* _Exercise_:
All entries should be printed precisely as written.
[[ Source material open ]]
PR #4777, opened 2025-12-08
Update to use binary serialization instead of JSON

### LINKED ISSUE #4746: Add async Deserialized methods
Right now (as of #4622) there are virtual `Deserialized` methods that are invoked as each object in the graph is deserialized.

It would be ideal to have async versions of this method as well. This may be a fairly large task, because the code that _invokes_ `Deserialized` is not currently async, and so there is likely to be a cascade effect of making a lot of things async that are currently sync.

rockfordlhotka:
Closes #4746

### DIFF
--- a/Source/Csla/Server/TransactionalDataPortal.cs
+++ b/Source/Csla/Server/TransactionalDataPortal.cs
@@ -89,6 +89,7 @@ namespace Csla.Server
         TransactionIsolationLevel.RepeatableRead => IsolationLevel.RepeatableRead,
         TransactionIsolationLevel.ReadCommitted => IsolationLevel.ReadCommitted,
         TransactionIsolationLevel.ReadUncommitted => IsolationLevel.ReadUncommitted,
+        TransactionIsolationLevel.Snapshot => IsolationLevel.Snapshot,
         _ => IsolationLevel.Unspecified
       };
     }
--- a/Source/Csla/TransactionIsolationLevel.cs
+++ b/Source/Csla/TransactionIsolationLevel.cs
@@ -38,7 +38,14 @@ namespace Csla
     /// <summary>
     /// Shared locks are issued and no exclusive locks are honored.
     /// </summary>
-    ReadUncommitted
+    ReadUncommitted,
+    /// <summary>
+    /// Volatile data can be read. Before a transaction modifies data, it verifies if
+    /// another transaction has changed the data after it was initially read. If the
+    /// data has been updated, an error is raised. This allows a transaction to get to
+    /// the previously committed value of the data.
+    /// </summary>
+    Snapshot
   }
 }
 #endif


JasonBock:
@rockfordlhotka There are no files changes in this PR?

rockfordlhotka:
> @rockfordlhotka There are no files changes in this PR?

Whoa! Where'd they go???? Well damn!

rockfordlhotka:
> > @rockfordlhotka There are no files changes in this PR?
> 
> Whoa! Where'd they go???? Well damn!

No, there are here:

https://github.com/MarimerLLC/csla/pull/4777/commits/dd9a25013baad7efc05e222bdd0ced36f8139ee8#diff-bac8c334722ef8a8a5f7145e4cdf071c73ef8a38578a6559642d3ecbf92e3ecb

JasonBock:
> > > @rockfordlhotka There are no files changes in this PR?
> > 
> > 
> > Whoa! Where'd they go???? Well damn!
> 
> No, there are here:
> 
> [dd9a250#diff-bac8c334722ef8a8a5f7145e4cdf071c73ef8a38578a6559642d3ecbf92e3ecb](https://github.com/MarimerLLC/csla/commit/dd9a25013baad7efc05e222bdd0ced36f8139ee8#diff-bac8c334722ef8a8a5f7145e4cdf071c73ef8a38578a6559642d3ecbf92e3ecb)

Odd, because the PR itself shows no files.

JasonBock:
@rockfordlhotka I added two comments in that diff

rockfordlhotka:
> @rockfordlhotka I added two comments in that diff

I wonder if GitHub is having issues - that file is absolutely changed, and yet I don't see your comments - something is very messed up.

JasonBock:
Maybe. Dunno. Here are my two comments:

"Isn't this code copy/pasted from somewhere else in CSLA? This feels like something I've seen in serialization before - that is, each type is handled separately." - this is referencing the Write/ReadValue calls.

"With structs, this is going to cause boxing. Could this be made generic?" - this is referring to the Value field in FieldDataResult.

rockfordlhotka:
@JasonBock that last commit eliminates the FieldDataResult to stop that level of boxing. As Copilot points out, there's a deeper issue here that would be hard to address:

> Note: The value itself is still boxed because ReadValue(BinaryReader) returns object? and AddValue(string, object?) accepts object?. To completely eliminate boxing would require a much more invasive change to make the entire serialization infrastructure generic, which would be a significant architectural change beyond the scope of this refactoring.

JasonBock:
I didn't expect metastate to be as complicated as it's turning out to be. I thought it was basically fields based on very primitive types, like `bool` or `int`. Doing serde on them seemed like just calling method directly on the binary reader and writer that handle those types directly. Moreover, you'd know the order that you would write to and read from the streams.

rockfordlhotka:
I think it is simple now - because that helper class has become super short - just handling write/read from the stream as you say.

The "big" change was de-duplicating the existing code to read/write different types.

At least GitHub is behaving now - showing the list of changed files, etc.

JasonBock:
What I meant was, for the standard stereotypes in CSLA, you should know what the metastate is, correct? You're calling `GetState()`, which I'm guessing returns the metastate for each stereotype? But if so, you should be able to still call the type-safe versions of the binary streams without a big if/switch statement.

rockfordlhotka:
I thought about that, but it would mean duplicating the existing get/set state methods (basically) - which could easily be a long-term maintainability issue as someone adding a new property/field would need to define the field and then add it to all _four_ serialization methods instead of the existing two.

Maybe it isn't that big of a deal, as we rarely add new fields. On the other hand, _because_ we rarely add new fields, this is a situation that is ripe for sneaky future bugs.

JasonBock:
Personally, I don't see it as a big deal. Seriously, how often does the stereotype's metastate change? I mean, I don't know, you would know far better than I would :), but I can't imagine it changes often. And if there is a change, there are ways to mitigate potential issues with change to minimize any bugs.

rockfordlhotka:
> Personally, I don't see it as a big deal. Seriously, how often does the stereotype's metastate change? I mean, I don't know, you would know far better than I would :), but I can't imagine it changes often. And if there is a change, there are ways to mitigate potential issues with change to minimize any bugs.

I think you are right, so I did update the implementation to directly use a binary reader/writer. I think this is better - some minor duplication of functionality, but faster and cleaner at runtime.

What do you think @JasonBock ?

JasonBock (approved):

JasonBock:
I think overall this is a step in the right direction. You may want to add documentation somewhere if you haven't already to inform developers that implementing the metastate interface should **only** be done by types are representing a "stereotype" and it isn't meant for serialization of a specific business object. I can see someone using (abusing?) this interface and the stereotype's protected members to do that, and I don't think that's correct.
[[ Source material closed ]]
* _Response to the exercise_:
PR #4777, opened 2025-12-08
Update to use binary serialization instead of JSON

### LINKED ISSUE #4746: Add async Deserialized methods
Right now (as of #4622) there are virtual `Deserialized` methods that are invoked as each object in the graph is deserialized.

It would be ideal to have async versions of this method as well. This may be a fairly large task, because the code that _invokes_ `Deserialized` is not currently async, and so there is likely to be a cascade effect of making a lot of things async that are currently sync.

rockfordlhotka:
Closes #4746

### DIFF
--- a/Source/Csla/Server/TransactionalDataPortal.cs
+++ b/Source/Csla/Server/TransactionalDataPortal.cs
@@ -89,6 +89,7 @@ namespace Csla.Server
         TransactionIsolationLevel.RepeatableRead => IsolationLevel.RepeatableRead,
         TransactionIsolationLevel.ReadCommitted => IsolationLevel.ReadCommitted,
         TransactionIsolationLevel.ReadUncommitted => IsolationLevel.ReadUncommitted,
+        TransactionIsolationLevel.Snapshot => IsolationLevel.Snapshot,
         _ => IsolationLevel.Unspecified
       };
     }
--- a/Source/Csla/TransactionIsolationLevel.cs
+++ b/Source/Csla/TransactionIsolationLevel.cs
@@ -38,7 +38,14 @@ namespace Csla
     /// <summary>
     /// Shared locks are issued and no exclusive locks are honored.
     /// </summary>
-    ReadUncommitted
+    ReadUncommitted,
+    /// <summary>
+    /// Volatile data can be read. Before a transaction modifies data, it verifies if
+    /// another transaction has changed the data after it was initially read. If the
+    /// data has been updated, an error is raised. This allows a transaction to get to
+    /// the previously committed value of the data.
+    /// </summary>
+    Snapshot
   }
 }
 #endif


JasonBock:
@rockfordlhotka There are no files changes in this PR?

rockfordlhotka:
> @rockfordlhotka There are no files changes in this PR?

Whoa! Where'd they go???? Well damn!

rockfordlhotka:
> > @rockfordlhotka There are no files changes in this PR?
> 
> Whoa! Where'd they go???? Well damn!

No, there are here:

https://github.com/MarimerLLC/csla/pull/4777/commits/dd9a25013baad7efc05e222bdd0ced36f8139ee8#diff-bac8c334722ef8a8a5f7145e4cdf071c73ef8a38578a6559642d3ecbf92e3ecb

JasonBock:
> > > @rockfordlhotka There are no files changes in this PR?
> > 
> > 
> > Whoa! Where'd they go???? Well damn!
> 
> No, there are here:
> 
> [dd9a250#diff-bac8c334722ef8a8a5f7145e4cdf071c73ef8a38578a6559642d3ecbf92e3ecb](https://github.com/MarimerLLC/csla/commit/dd9a25013baad7efc05e222bdd0ced36f8139ee8#diff-bac8c334722ef8a8a5f7145e4cdf071c73ef8a38578a6559642d3ecbf92e3ecb)

Odd, because the PR itself shows no files.

JasonBock:
@rockfordlhotka I added two comments in that diff

rockfordlhotka:
> @rockfordlhotka I added two comments in that diff

I wonder if GitHub is having issues - that file is absolutely changed, and yet I don't see your comments - something is very messed up.

JasonBock:
Maybe. Dunno. Here are my two comments:

"Isn't this code copy/pasted from somewhere else in CSLA? This feels like something I've seen in serialization before - that is, each type is handled separately." - this is referencing the Write/ReadValue calls.

"With structs, this is going to cause boxing. Could this be made generic?" - this is referring to the Value field in FieldDataResult.

rockfordlhotka:
@JasonBock that last commit eliminates the FieldDataResult to stop that level of boxing. As Copilot points out, there's a deeper issue here that would be hard to address:

> Note: The value itself is still boxed because ReadValue(BinaryReader) returns object? and AddValue(string, object?) accepts object?. To completely eliminate boxing would require a much more invasive change to make the entire serialization infrastructure generic, which would be a significant architectural change beyond the scope of this refactoring.

JasonBock:
I didn't expect metastate to be as complicated as it's turning out to be. I thought it was basically fields based on very primitive types, like `bool` or `int`. Doing serde on them seemed like just calling method directly on the binary reader and writer that handle those types directly. Moreover, you'd know the order that you would write to and read from the streams.

rockfordlhotka:
I think it is simple now - because that helper class has become super short - just handling write/read from the stream as you say.

The "big" change was de-duplicating the existing code to read/write different types.

At least GitHub is behaving now - showing the list of changed files, etc.

JasonBock:
What I meant was, for the standard stereotypes in CSLA, you should know what the metastate is, correct? You're calling `GetState()`, which I'm guessing returns the metastate for each stereotype? But if so, you should be able to still call the type-safe versions of the binary streams without a big if/switch statement.

rockfordlhotka:
I thought about that, but it would mean duplicating the existing get/set state methods (basically) - which could easily be a long-term maintainability issue as someone adding a new property/field would need to define the field and then add it to all _four_ serialization methods instead of the existing two.

Maybe it isn't that big of a deal, as we rarely add new fields. On the other hand, _because_ we rarely add new fields, this is a situation that is ripe for sneaky future bugs.

JasonBock:
Personally, I don't see it as a big deal. Seriously, how often does the stereotype's metastate change? I mean, I don't know, you would know far better than I would :), but I can't imagine it changes often. And if there is a change, there are ways to mitigate potential issues with change to minimize any bugs.

rockfordlhotka:
> Personally, I don't see it as a big deal. Seriously, how often does the stereotype's metastate change? I mean, I don't know, you would know far better than I would :), but I can't imagine it changes often. And if there is a change, there are ways to mitigate potential issues with change to minimize any bugs.

I think you are right, so I did update the implementation to directly use a binary reader/writer. I think this is better - some minor duplication of functionality, but faster and cleaner at runtime.

What do you think @JasonBock ?

JasonBock (approved):

JasonBock:
I think overall this is a step in the right direction. You may want to add documentation somewhere if you haven't already to inform developers that implementing the metastate interface should **only** be done by types are representing a "stereotype" and it isn't meant for serialization of a specific business object. I can see someone using (abusing?) this interface and the stereotype's protected members to do that, and I don't think that's correct.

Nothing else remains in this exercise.